The transaction includes a cash payment of $90m (C$123.57m) and equity consideration valued at $25m in Minera Alamos shares.

robertsailo August 08 2025

Equinox Gold has reached an agreement to divest its entire stake through Calibre USA Holdings in two Nevada-based mining projects to Minera Alamos for a total consideration of $115m.

Calibre USA Holdings owns a 100% economic interest in the producing Pan Gold Mine, Gold Rock Project and Illipah Project in Nevada, US. 

The transaction includes a cash payment of $90m and equity consideration valued at $25m in Minera Alamos shares, which will not exceed a 9.99% ownership post-transaction.

If the equity portion exceeds the agreed ownership threshold, the cash component will be adjusted to maintain Equinox Gold's ownership at or below 9.99%.

Equinox Gold CEO Darren Hall said: “The sale of our non-core Nevada Assets reflects our commitment to portfolio optimisation and disciplined capital allocation. This transaction simplifies our business and allows the team to focus our efforts and capital on core operations and key development opportunities, positioning Equinox Gold to drive greater shareholder returns.
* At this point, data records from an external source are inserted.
PR #849, opened 2022-03-04
Small improvements and remove Julia 1.3

emstoudenmire:
- Remove unneeded type before array
- Remove Julia 1.3 from testing
- Allow maxdim to be optional in DMRG sweeps keywords

### DIFF
--- a/.github/workflows/test_itensorgaussianmps.yml
+++ b/.github/workflows/test_itensorgaussianmps.yml
@@ -14,7 +14,6 @@ jobs:
     strategy:
       matrix:
         version:
-          - '1.3'
           - '1'
         os:
           - ubuntu-latest
--- a/src/mps/dmrg.jl
+++ b/src/mps/dmrg.jl
@@ -316,7 +316,7 @@ function dmrg(PH, psi0::MPS, sweeps::Sweeps; kwargs...)::Tuple{Number,MPS}
   return (energy, psi)
 end
 
-function _dmrg_sweeps(; nsweeps, maxdim, mindim=1, cutoff=1e-8, noise=0.0, kwargs...)
+function _dmrg_sweeps(; nsweeps, maxdim=10_000, mindim=1, cutoff=1E-8, noise=0.0, kwargs...)
   sweeps = Sweeps(nsweeps)
   setmaxdim!(sweeps, maxdim...)
   setmindim!(sweeps, mindim...)
--- a/.github/workflows/test_itensors.yml
+++ b/.github/workflows/test_itensors.yml
@@ -14,7 +14,6 @@ jobs:
     strategy:
       matrix:
         version:
-          - '1.3'
           - '1'
         os:
           - ubuntu-latest
@@ -27,9 +26,6 @@ jobs:
         exclude:
           # MacOS not available on x86
           - {os: 'macOS-latest', arch: 'x86'}
-          # Only test all os on the latest release
-          - {version: '1.3', os: 'windows-latest'}
-          - {version: '1.3', os: 'macOS-latest'}
     steps:
       - uses: actions/checkout@v2
       - uses: julia-actions/setup-julia@latest
--- a/.github/workflows/test_itensors_threaded.yml
+++ b/.github/workflows/test_itensors_threaded.yml
@@ -14,7 +14,6 @@ jobs:
     strategy:
       matrix:
         version:
-          - '1.3'
           - '1'
         os:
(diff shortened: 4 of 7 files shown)


src/mps/dmrg.jl
```diff
@@ -316,7 +316,7 @@ function dmrg(PH, psi0::MPS, sweeps::Sweeps; kwargs...)::Tuple{Number,MPS}
   return (energy, psi)
 end
 
-function _dmrg_sweeps(; nsweeps, maxdim, mindim=1, cutoff=1e-8, noise=0.0, kwargs...)
+function _dmrg_sweeps(; nsweeps, maxdim=10_000, mindim=1, cutoff=1E-8, noise=0.0, kwargs...)
```
mtfishman, line 319: What if we just use `typemax(Int)` (which equals `9223372036854775807`)? I'd prefer that over choosing an arbitrary cutoff, it seems either way the calculation would get very slow or run out of memory and the user would find out quickly they did something wrong.

emstoudenmire: Sounds good – just made that change

src/itensor.jl
```diff
@@ -1953,7 +1953,7 @@ end
 
 *(As::ITensor...; kwargs...)::ITensor = contract(As...; kwargs...)
 
-function contract!(C::ITensor, A::ITensor, B::ITensor, α::Number, β::Number=0)::ITensor
```
mtfishman, line 1956: This actually changes the meaning of the code (it changes the positional argument to a keyword argument) and is caused by a bug in an older version of JuliaFormatter: https://github.com/domluna/JuliaFormatter.jl/issues/533.

Could you revert this change and upgrade your version of JuliaFormatter and run it again? Note that just upgrading and running again will not fix it automatically, since it will see the new code with the semicolon as properly formatted code, even if from our perspective it is incorrect.

mtfishman:
Should we also change the `Project.toml`s to have 1.6 as the minimum Julia version in this PR?

https://github.com/ITensor/ITensors.jl/blob/d6ce046e47d5ffe89d2d31b37c352c51e1f5dc49/Project.toml#L47
https://github.com/ITensor/ITensors.jl/blob/d6ce046e47d5ffe89d2d31b37c352c51e1f5dc49/NDTensors/Project.toml#L27

etc.? If we are not testing any more we should also explicitly say they are no longer supported. Once we do that we can bump the versions of all the packages.

src/itensor.jl
emstoudenmire: That's a weird bug. Thanks for catching it! I updated JuliaFormatter, manually reverted this and another one below in a unit test, and reformatted.

emstoudenmire:
I just did the Julia version bumps in the Project.toml's. Good idea. My one concern is whether we should put 1.5 instead of 1.6? It's mainly because when I did that Twitter poll someone indicated they were using a version of Julia at 1.5 or earlier. On the other hand, I think 99% of users if not 100% have control over which version they are using (meaning not through a centralized cluster install – which anyway could get updated too) so they can always fix by just updating their Julia version.

mtfishman:
I would vote for 1.6 since it is currently the long term support (LTS) version. This is the stance that SciML took: https://sciml.ai/news/2021/12/02/lts/index.html.

emstoudenmire:
That's a good argument for 1.6 I agree. So let's go with that.

.github/workflows/test_itensorgaussianmps.yml
```diff
@@ -14,7 +14,6 @@ jobs:
     strategy:
       matrix:
         version:
-          - '1.3'
```
mtfishman, line 17: Instead of removing this we should change it to `1.6` so then we make sure to test Julia 1.6. Without it we will only test `1`, which defaults to the latest released version (so for example right now it default to Julia 1.7).

emstoudenmire: Ok will make that change

mtfishman:
Great, thanks! Anything else left to do here?

emstoudenmire:
Hm, not from my end. If you have any small changes you'd like to stick in that had to do with 1.3 features, like keyword argument things, then please go ahead. Otherwise we can merge and then tag a new version soon. We may want to hold off on the new version for a little while, though, in case there are any mildly breaking changes or deprecations that you've been wanting to do.

mtfishman:
Sounds good, let's merge this but wait a bit before registering v0.3.

PR #852, opened 2022-03-08
rrules for `apply`

GTorlai:
This PR adds the following differentiation rules

1. `apply(::Vector{ITensor}, ::MPO)` for MPO conjugate evolution (including noisy gates).
2. `apply` for MPO evolution with `apply_dag = false`.
3. `contract(::MPO, ::MPO)`
4. `tr(::MPO)`


src/ITensorChainRules/ITensorChainRules.jl
```diff
@@ -321,13 +321,17 @@ function ChainRulesCore.rrule(::typeof(apply), x1::Vector{ITensor}, x2::MPS; kwa
   return y, apply_pullback
 end
 
-function ChainRulesCore.rrule(::typeof(apply), x1::Vector{ITensor}, x2::MPO; apply_dag::Bool = true, kwargs...)
+function ChainRulesCore.rrule(
+  ::typeof(apply), x1::Vector{ITensor}, x2::MPO; apply_dag::Bool=true, kwargs...
```
mtfishman, line 325: Putting `apply_dag::Bool=true` wouldn't guarantee that it is true, it is just setting a default. In fact it may be worse and actually change the default behavior of the forward pass, I'm not exactly sure what the interplay is between the keyword arguments defined in the original function vs. the `rrule` of the function.

We should add a check:
```julia
!apply_dag && errror("rrule for apply MPO not yet defined for `apply_dag=false`")
```
or something like that.

GTorlai: This function handles the case with `apply_dag=false` as well.

GTorlai: Sure, just need to grab its value inside the function. Will make this change

src/ITensorChainRules/ITensorChainRules.jl
```diff
@@ -364,4 +410,32 @@ function ChainRulesCore.rrule(::typeof(inner), x1::MPS, x2::MPS; kwargs...)
...
+    return (NoTangent(), x̄1, x̄2)
+  end
+  return y, contract_pullback
+end
+
+function ChainRulesCore.rrule(::typeof(tr), x::MPO; kwargs...)
+  y = tr(x; kwargs...)
+  function contract_pullback(ȳ)
+    s = firstsiteinds(x)
+    #return ȳ * MPO(s, "Id")
```
mtfishman, line 427: What's the problem with `MPO(s, "Id")`? This works for me:
```julia
julia> using ITensors

julia> I = MPO(s, "Id");

julia> I' * I
MPO
[1] ((dim=2|id=573|"S=1/2,Site,n=1")'', (dim=2|id=573|"S=1/2,Site,n=1"), (dim=1|id=198|"Link,l=1"))
[2] ((dim=2|id=104|"S=1/2,Site,n=2")'', (dim=2|id=104|"S=1/2,Site,n=2"), (dim=1|id=709|"Link,l=2"), (dim=1|id=198|"Link,l=1"))
[3] ((dim=2|id=82|"S=1/2,Site,n=3")'', (dim=2|id=82|"S=1/2,Site,n=3"), (dim=1|id=574|"Link,l=3"), (dim=1|id=709|"Link,l=2"))
[4] ((dim=2|id=97|"S=1/2,Site,n=4")'', (dim=2|id=97|"S=1/2,Site,n=4"), (dim=1|id=574|"Link,l=3"))
```

GTorlai:
OK I added the `plev` feature in the `tr(MPO)` rrule.

src/ITensorChainRules/ITensorChainRules.jl
GTorlai: Yes, there was an error that I mistakenly attributed to this. Sometimes it is tricky with Zygote when you have multiple bugs.

src/ITensorChainRules/ITensorChainRules.jl
```diff
@@ -326,6 +319,52 @@ function ChainRulesCore.rrule(::typeof(apply), x1::Vector{ITensor}, x2::MPS; kwa
   return y, apply_pullback
 end
 
+function ChainRulesCore.rrule(::typeof(apply), x1::Vector{ITensor}, x2::MPO; kwargs...)
+  apply_dag = get(kwargs, :apply_dag, true)
```
mtfishman, line 323: Shouldn't this default to `false` since the original `apply` function defaults to `false`?

You may be able to not set a default at all here, could you try just using `kwargs.apply_dag`? Basically my concern is that this keyword argument should match whatever was set by the user for the forward pass of `apply`, so we want to make sure it matches that and not accidentally set it to something different.

src/ITensorChainRules/ITensorChainRules.jl
```diff
@@ -326,6 +319,52 @@ function ChainRulesCore.rrule(::typeof(apply), x1::Vector{ITensor}, x2::MPS; kwa
...
+    x1dag_ȳ = Vector{MPO}(undef, N)
+    x1dag_ȳ[end] = ȳ
+    x1dag = [swapprime(dag(x), 0 => 1) for x in x1]
+    for n in (N - 1):-1:1
+      x1dag_ȳ[n] = apply(x1dag[n], x1dag_ȳ[n + 1]; move_sites_back=true, kwargs...)
+    end
+
+    x̄1 = similar(x1)
+    for n in 1:length(x1)
+      if iseven(length(inds(x1[n])))
```
mtfishman, line 343: Could you explain what this is doing?

GTorlai: This is just checking whether you have a noisy gate, which are currently not differentiable. I left a comment on top of this `if` statement but got deleted somehow between commits

mtfishman: I see, thanks.

mtfishman: Wouldn't that be an issue with applying a noisy gate to an MPS in general, and nothing particular to defining the `rrule`?

mtfishman: To be clear, applying a noisy gate to an MPS right now is not well defined behavior.

GTorlai: Yes correct

PR #856, opened 2022-03-10
Improve Sweeps constructors

emstoudenmire:
Two changes:
 - more flexible Sweeps constructor allowing keyword args which can be numbers or iterables
 - allow default initialization of Sweeps objects


emstoudenmire:
Going to go ahead and merge this because the test failure seems to be a (rare) Lapack SVD failure only. Many other instances of TestITensors did pass on both 1.6 and 1.7

Issue #854, opened 2022-03-09
[ITensors] [ENHANCEMENT] Add `+` operation in the `op` system


GTorlai:
Introduce the addition (over the multiplication currently implemented) for `op`:
```julia
q = siteind("Qudit"; dim = 4)
X = op("a + a†", q)
```
To avoid clashing with operators like "S+", we can check whether there is a space between the `+` and nearby `chars`.

mtfishman:
Closed by #857.

PR #857, opened 2022-03-11
`+` and `-` in the `op` system

GTorlai:
#854

Add `+` and `-` algebra to the `op` system. There needs to be a space between the op symbol and the opnames, as to avoid clashing with `S+` etc.  Right now the product `*` is allows both with and without spaces for backward compatibility, but will throw a warning when used without. I have updated the internal functions so that we don't spam warnings.

Only non-parametric gates can be manipulated this way for now. This syntax is often used for Trotter simulations, where on-site terms can be grouped together and contracted once (same for exchange interactions such as `a†a + aa† - aa - a†a†`).

```julia
q = siteind("Qubit")

X = op("X", SiteType("Qubit"))
Y = op("Y", SiteType("Qubit"))
Z = op("Z", SiteType("Qubit"))

# [X,Y] + [Y,Z] = 2im * (Z+X)
@show op("X * Y - Y * X + Y * Z - Z * Y", q)
# NDTensors.Dense{ComplexF64, Vector{ComplexF64}}
#  2×2
#  0.0 + 2.0im  0.0 + 2.0im
#  0.0 + 2.0im  0.0 - 2.0im
```


src/physics/sitetype.jl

“The $90m in cash proceeds will strengthen our balance sheet, and the significant equity ownership will provide continued exposure to the upside within the Nevada Assets as well as to Minera Alamos’ existing high-quality portfolio.”

The deal is set to be completed in the fourth quarter of 2025, pending regulatory and stock exchange approvals, among other customary conditions.

Trinity Advisors and Blake, Cassels & Graydon are providing financial and legal advisory services, respectively, to Equinox Gold for this transaction.

The Pan Mine is an established gold-producing operation, while the Gold Rock Project offers higher-grade gold and significant exploration potential.

Minera Alamos has also announced a concurrent private placement financing of subscription receipts, led by Stifel Canada, to raise approximately C$110m, with an option to increase by C$25m.

This financing is intended to cover the cash portion of the acquisition cost, with any surplus funds allocated for working capital to support the Pan operation.